Dr. B.R. Ambedkar and Karl Marx were not contemporaries. Ambedkar was born roughly eight years
after the death of Marx#.

Delineating the difference between the religious practices of antique and modern societies, Dr.
Ambedkar held that in ancient society, religion was a part of the organised social life into which a
man was born and to which he conformed through life in the same unconscious way in which men
fall into any habitual practice of the society in which they live. Men took the Gods and their worship
for granted, just as they took the other usages of the state for granted, and if they reason or
speculated about them, they did so on presupposition that the traditional usages were fixed things,
behind which their reasonings must not go, and which no reasoning could be allowed to overturn.
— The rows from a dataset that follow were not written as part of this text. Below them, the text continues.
PR #1840, opened 2021-11-07
New Rule L050: No leading whitespace

jpy-git:

This is a new rule which lints + fixes SQL beginning with newlines/whitespace. The logic is that the SQL should start with either a comment or the code. See gif below for demonstration.
Screen-Recording-2021-11-07-at-13 46 48

This adds new rule so doesn't impact existing rules.

### Pull Request checklist

  - Other.

I've added the docstrings/unit tests. I believe the documentation is updated from the the docstrings but happy to add any additional required documentation if I've missed anything 😄

### DIFF
--- a/src/sqlfluff/rules/L050.py
+++ b/src/sqlfluff/rules/L050.py
@@ -85,18 +85,26 @@ class Rule_L050(BaseRule):
         # If parent_stack is empty we are currently at FileSegment.
         if len(context.parent_stack) == 0:
             return None
+        
+        # If raw_stack is empty there can be nothing to remove.
+        if len(context.raw_stack) == 0:
+            return None
 
         # If the current segment is either comment or code and all
         # previous segments are forms of whitespace then we can
         # remove these earlier segments.
         # Given the tree stucture, we make sure we are at the
         # first leaf to avoid repeated detection.
+        whitespace_set = {"newline", "whitespace", "Indent", "Dedent"}
         if (
-            (context.segment.is_comment or context.segment.is_code)
-            & (len(context.raw_stack) > 0)
+            # Non-whitespace segment.
+            (context.segment.name not in whitespace_set)
+            # We want first Non-whitespace segment so
+            # all preceding segments must be whitespace.
             & set(segment.name for segment in context.raw_stack).issubset(
-                {"newline", "whitespace", "Dedent"}
+                whitespace_set
             )
+            # Found leaf of parse tree.
             & (not context.segment.is_expandable)
         ):
             # It is possible that a template segment (e.g. {{ config(materialized='view') }})
--- a/src/sqlfluff/rules/L050.py
+++ b/src/sqlfluff/rules/L050.py
@@ -65,7 +65,6 @@ class Rule_L050(BaseRule):
 
         Returns:
             :obj:`bool` indicating a preceding templated raw slice has been detected.
-
         """
         templated_file = context.segment.pos_marker.templated_file
         for segment in context.raw_stack:
--- a/src/sqlfluff/rules/L050.py
+++ b/src/sqlfluff/rules/L050.py
@@ -1,7 +1,7 @@
 """Implementation of Rule L050."""
-from typing import Optional, Tuple
+from typing import Optional
 
-from sqlfluff.core.parser.segments.raw import RawSegment
+from sqlfluff.core.parser.segments.base import BaseSegment
 from sqlfluff.core.rules.base import BaseRule, LintResult, LintFix, RuleContext
 from sqlfluff.core.rules.doc_decorators import document_fix_compatible
 
@@ -61,28 +61,22 @@ class Rule_L050(BaseRule):
     """
 
     @staticmethod
-    def _check_unaccounted_slice_gaps(raw_stack: Tuple[RawSegment, ...]) -> bool:
-        """Check for missing segments by comparing neighbouring templated slices in the raw stack.
+    def _potential_template_collision(segment: BaseSegment) -> bool:
+        """Check for any source only slices that occur at or before the supplied segment.
 
         Returns:
-            :obj:`bool` indicating a missing segment discovered.
+            :obj:`bool` indicating a preceding source only slice detected.
 
         """
-        missing_segment_flag = False
-        for i, segment in enumerate(raw_stack):
-            if (i == 0) and (segment.pos_marker.templated_slice.start != 0):
-                # First segment does not start at position 0.
-                missing_segment_flag = True
-            elif i > 0:
-                prior_segment = raw_stack[i - 1]
-                if (
-                    segment.pos_marker.templated_slice.start
-                    != prior_segment.pos_marker.templated_slice.stop
-                ):
-                    # There is an unaccounted for gap in templated slices.
-                    missing_segment_flag = True
+        source_only_slices = segment.pos_marker.templated_file.source_only_slices()
+        if source_only_slices:
+            if (
+                source_only_slices[0].source_idx
+                <= segment.pos_marker.source_slice.start
+            ):
+                return True
 
-        return missing_segment_flag
+        return False
 
     def _eval(self, context: RuleContext) -> Optional[LintResult]:
         """Files must not begin with newlines or whitespace."""
@@ -103,11 +97,12 @@ class Rule_L050(BaseRule):
             )
             & (not context.segment.is_expandable)
         ):
-            if self._check_unaccounted_slice_gaps(context.raw_stack):
-                # It is possible that a template segment (e.g. {{ config(materialized='view') }})
-                # renders to an empty string and as such is omitted from the parsed tree.
-                # We therefore should flag any unaccounted for gaps in the earlier templated slices
-                # and skip this rule to avoid risking collisions with template objects.
+            # It is possible that a template segment (e.g. {{ config(materialized='view') }})
+            # renders to an empty string and as such is omitted from the parsed tree.
+            # We therefore should flag if a source only slice occurs at or before the
+            # the current segment and skip this rule to avoid risking collisions
+            # with template objects.
+            if self._potential_template_collision(context.segment):
                 return None
 
             return LintResult(
--- a/src/sqlfluff/rules/L050.py
+++ b/src/sqlfluff/rules/L050.py
@@ -1,7 +1,6 @@
 """Implementation of Rule L050."""
 from typing import Optional
 
-from sqlfluff.core.parser.segments.base import BaseSegment
 from sqlfluff.core.rules.base import BaseRule, LintResult, LintFix, RuleContext
 from sqlfluff.core.rules.doc_decorators import document_fix_compatible
 
--- a/src/sqlfluff/rules/L050.py
+++ b/src/sqlfluff/rules/L050.py
@@ -78,7 +78,6 @@ class Rule_L050(BaseRule):
             )
             & (not context.segment.is_expandable)
         ):
-            context.memory = {"first": True}
             return LintResult(
                 anchor=context.parent_stack[0],
                 fixes=[LintFix("delete", d) for d in context.raw_stack],
--- a/src/sqlfluff/rules/L050.py
+++ b/src/sqlfluff/rules/L050.py
@@ -84,7 +84,7 @@ class Rule_L050(BaseRule):
         # If parent_stack is empty we are currently at FileSegment.
         if len(context.parent_stack) == 0:
             return None
-        
+
         # If raw_stack is empty there can be nothing to remove.
         if len(context.raw_stack) == 0:
             return None
--- a/src/sqlfluff/rules/L050.py
+++ b/src/sqlfluff/rules/L050.py
@@ -100,9 +100,7 @@ class Rule_L050(BaseRule):
             (context.segment.name not in whitespace_set)
             # We want first Non-whitespace segment so
             # all preceding segments must be whitespace.
-            and set(segment.name for segment in context.raw_stack).issubset(
-                whitespace_set
-            )
+            and all(segment.name in whitespace_set for segment in context.raw_stack)
             # Found leaf of parse tree.
             and (not context.segment.is_expandable)
         ):
--- a/src/sqlfluff/rules/L050.py
+++ b/src/sqlfluff/rules/L050.py
@@ -49,7 +49,6 @@ class Rule_L050(BaseRule):
             a
         FROM
             foo
-
     """
 
     def _eval(self, context: RuleContext) -> Optional[LintResult]:
--- a/src/sqlfluff/rules/L050.py
+++ b/src/sqlfluff/rules/L050.py
@@ -1,0 +1,79 @@
+"""Implementation of Rule L050."""
+from typing import Optional
+
+from sqlfluff.core.rules.base import BaseRule, LintResult, LintFix, RuleContext
+from sqlfluff.core.rules.doc_decorators import document_fix_compatible
+
+
+@document_fix_compatible
+class Rule_L050(BaseRule):
+    """Files must not begin with newlines or whitespace.
+
+    | **Anti-pattern**
+    | The content in file begins with newlines or whitespace, the ^ represents the beginning of file.
+
+    .. code-block:: sql
+       :force:
+
+        ^
+
+        SELECT
+            a
+        FROM foo
+
+        -- Beginning on an indented line is also forbidden, the • represents space.
+
+        ••••SELECT
+        ••••a
+        FROM
+        ••••foo
+
+    | **Best practice**
+    | Start file on either code or comment, the ^ represents the beginning of file.
+
+    .. code-block:: sql
+       :force:
+
+
+        ^SELECT
+            a
+        FROM foo
+
+        -- Including an initial comment.
+
+        ^/*
+        This is a description of my SQL code.
+        */
+        SELECT
+            a
+        FROM
+            foo
+
+    """
+
+    def _eval(self, context: RuleContext) -> Optional[LintResult]:
+        """Files must not begin with newlines or whitespace."""
+        # If parent_stack is empty we are currently at FileSegment.
+        if len(context.parent_stack) == 0:
+            return None
+
+        # If the current segment is either comment or code and all
+        # previous segments are forms of whitespace then we can
+        # remove these earlier segments.
+        # Given the tree stucture, we make sure we are at the
+        # first leaf to avoid repeated detection.
+        if (
+            (context.segment.is_comment or context.segment.is_code)
+            & (len(context.raw_stack) > 0)
+            & set(segment.name for segment in context.raw_stack).issubset(
+                {"newline", "whitespace", "Dedent"}
+            )
+            & (not context.segment.is_expandable)
+        ):
+            context.memory = {"first": True}
+            return LintResult(
+                anchor=context.parent_stack[0],
+                fixes=[LintFix("delete", d) for d in context.raw_stack],
+            )
+
+        return None
--- a/src/sqlfluff/rules/L050.py
+++ b/src/sqlfluff/rules/L050.py
@@ -62,7 +62,7 @@ class Rule_L050(BaseRule):
 
     @staticmethod
     def _check_unaccounted_slice_gaps(raw_stack: Tuple[RawSegment, ...]) -> bool:
-        """Check for missing segments by comparing neighbouring source slices in the raw stack.
+        """Check for missing segments by comparing neighbouring templated slices in the raw stack.
 
         Returns:
             :obj:`bool` indicating a missing segment discovered.
@@ -70,16 +70,16 @@ class Rule_L050(BaseRule):
         """
         missing_segment_flag = False
         for i, segment in enumerate(raw_stack):
-            if (i == 0) and (segment.pos_marker.source_slice.start != 0):
+            if (i == 0) and (segment.pos_marker.templated_slice.start != 0):
                 # First segment does not start at position 0.
                 missing_segment_flag = True
             elif i > 0:
                 prior_segment = raw_stack[i - 1]
                 if (
-                    segment.pos_marker.source_slice.start
-                    != prior_segment.pos_marker.source_slice.stop
+                    segment.pos_marker.templated_slice.start
+                    != prior_segment.pos_marker.templated_slice.stop
                 ):
-                    # There is an unaccounted for gap in source slices.
+                    # There is an unaccounted for gap in templated slices.
                     missing_segment_flag = True
 
         return missing_segment_flag
@@ -106,7 +106,7 @@ class Rule_L050(BaseRule):
             if self._check_unaccounted_slice_gaps(context.raw_stack):
                 # It is possible that a template segment (e.g. {{ config(materialized='view') }})
                 # renders to an empty string and as such is omitted from the parsed tree.
-                # We therefore should flag any unaccounted for gaps in the earlier source slices
+                # We therefore should flag any unaccounted for gaps in the earlier templated slices
                 # and skip this rule to avoid risking collisions with template objects.
                 return None
 
--- a/src/sqlfluff/rules/L050.py
+++ b/src/sqlfluff/rules/L050.py
@@ -1,6 +1,7 @@
 """Implementation of Rule L050."""
-from typing import Optional
+from typing import Optional, Tuple
 
+from sqlfluff.core.parser.segments.raw import RawSegment
 from sqlfluff.core.rules.base import BaseRule, LintResult, LintFix, RuleContext
 from sqlfluff.core.rules.doc_decorators import document_fix_compatible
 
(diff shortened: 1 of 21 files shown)


test/rules/std_L003_L036_L039_combo_test.py
```diff
@@ -4,12 +4,14 @@
 and L039 (unnecessary white space) can result in incorrect indentation.
 """
 
+import textwrap
+
 import sqlfluff
 
 
 def test__rules__std_L003_L036_L039():
```
jpy-git, line 12: One interesting thing to note here: This test started failing with this change which is to be expected. When using multiline docstrings to hold the test sql as below it is equivalent to having the SQL with a leading newline and indented e.g. 
```sql

    WITH example AS (
        SELECT
            my_id,
            other_thing,
            one_more
        FROM
            my_table
    )

    SELECT *
    FROM example
```
Agree that it's readable in the code, but to make the tests proper we can escape the first newline and use `textwrap.dedent` to remove the indents.

src/sqlfluff/rules/L050.py
```diff
@@ -0,0 +1,79 @@
...
+        -- Including an initial comment.
+
+        ^/*
+        This is a description of my SQL code.
+        */
+        SELECT
+            a
+        FROM
+            foo
+
```
tunetheweb, line 51:
```suggestion
```

Should we also show an example with `--`?

```sql
-- This is a description of my SQL code
SELECT
    a
...
```

test/fixtures/rules/std_rule_cases/L050.yml
```diff
@@ -0,0 +1,15 @@
+rule: L050
+
+test_pass_leading_whitespace_statement:
+  pass_str: "SELECT foo FROM bar\n"
+
+test_pass_leading_whitespace_comment:
+  pass_str: "/*I am a comment*/\nSELECT foo FROM bar\n"
+
```
tunetheweb, line 8:
```suggestion
test_pass_leading_whitespace_comment:
  pass_str: "/*I am a comment*/\nSELECT foo FROM bar\n"

test_pass_leading_whitespace_inline_comment:
  pass_str: "--I am a comment\nSELECT foo FROM bar\n"

test_pass_leading_whitespace_inline_comment_hash:
  pass_str: "# I am a comment\nSELECT foo FROM bar\n"
  configs:
    core:
      dialect: bigquery

```

src/sqlfluff/rules/L050.py
```diff
@@ -0,0 +1,79 @@
...
+    .. code-block:: sql
+       :force:
+
+        ^
+
+        SELECT
+            a
+        FROM foo
+
+        -- Beginning on an indented line is also forbidden, the • represents space.
```
tunetheweb, line 24: Avoid this unnecessarily overflowing to two lines:

```suggestion
        -- Beginning on an indented line is also forbidden,
        -- (the • represents space).
```

tunetheweb (changes requested):
Some nits and suggested extra test cases.

Can you also look at the DBT errors? No need to install DBT as logs in GitHub usually sufficient (or can run that specific `tox` command locally which will look after all the installs for you)

test/rules/std_L003_L036_L039_combo_test.py
tunetheweb: I'm OK with this. As long as we've caught all the examples - is that perhaps why the DBT tests are failing? I've not looked.

tunetheweb:
> I've added the docstrings/unit tests. I believe the documentation is updated from the the docstrings but happy to add any additional required documentation if I've missed anything 😄

That's correct. Look at the `docs/README.md` file to see how to run the docs web server locally to make sure it looks OK (I did and think it does btw, so just tip for the future).

jpy-git:
This rule has an additional useful benefit. Since it effectively anchors the start of the query to the top left of the file it then allows L003 to correctly align the rest of the query with the left of the page! See example below (1st is current release, 2nd is this PR):
Screen-Recording-2021-11-07-at-16 03 11

test/rules/std_L003_L036_L039_combo_test.py
jpy-git: @tunetheweb It's likely why the dbt tests are failing I'm looking at the GHA logs now

src/sqlfluff/rules/L050.py
```diff
@@ -0,0 +1,79 @@
...
+@document_fix_compatible
+class Rule_L050(BaseRule):
+    """Files must not begin with newlines or whitespace.
+
+    | **Anti-pattern**
+    | The content in file begins with newlines or whitespace, the ^ represents the beginning of file.
+
+    .. code-block:: sql
+       :force:
+
```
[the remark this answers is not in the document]
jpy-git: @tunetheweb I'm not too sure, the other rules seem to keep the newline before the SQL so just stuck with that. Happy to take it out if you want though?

To
us modern religions is above all a matter of individual conviction and reasoned belief, but to the
ancients it was a part of the citizens public life, reduced to fixed norms which he was not bound to
understand and was not at liberty to criticise to neglect. Religious non-conformity was an offence
against the state; for if sacred tradition was tampered with, the bases of the society were
undermined, and the favour the Gods was forfeited. But so long as the prescribed norms were duly
observed, a man was recognised a truly pious and no one asked how his religion was rooted in his
heart or affected his reason. Like political duty, of which indeed it was a part, religion was entirely
comprehended in the observance of certain fixed rules of outward conduct1.

#
Karl Marx died on 14 March 1883 whereas Ambedkar born on 14 April 1891.
1
Dr. Baba Saheb Ambedkar-Writings and Speeches, Vol. 3, Education and Employment Department,
Government of Maharashtra, Mumbai, pp. 18-19.